(Collected data)

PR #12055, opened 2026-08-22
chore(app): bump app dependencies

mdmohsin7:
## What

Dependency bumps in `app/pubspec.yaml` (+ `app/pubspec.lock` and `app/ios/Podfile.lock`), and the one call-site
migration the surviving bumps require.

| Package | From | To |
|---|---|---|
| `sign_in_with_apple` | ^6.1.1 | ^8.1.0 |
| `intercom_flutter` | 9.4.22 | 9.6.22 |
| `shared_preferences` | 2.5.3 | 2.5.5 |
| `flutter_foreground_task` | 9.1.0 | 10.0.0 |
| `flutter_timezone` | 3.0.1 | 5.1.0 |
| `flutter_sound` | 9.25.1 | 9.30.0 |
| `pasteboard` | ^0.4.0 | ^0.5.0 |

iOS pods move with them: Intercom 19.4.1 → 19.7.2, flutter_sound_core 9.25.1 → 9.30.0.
---
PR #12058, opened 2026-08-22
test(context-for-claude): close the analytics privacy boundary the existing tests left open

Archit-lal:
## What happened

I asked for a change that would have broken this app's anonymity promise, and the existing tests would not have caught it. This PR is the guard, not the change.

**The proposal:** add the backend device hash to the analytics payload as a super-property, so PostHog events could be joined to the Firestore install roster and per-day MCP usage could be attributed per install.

• **Activity**:
For each line in the data above that contains the string "tests", extract the line.

• **Response**:
test(context-for-claude): close the analytics privacy boundary the existing tests left open
I asked for a change that would have broken this app's anonymity promise, and the existing tests would not have caught it. This PR is the guard, not the change.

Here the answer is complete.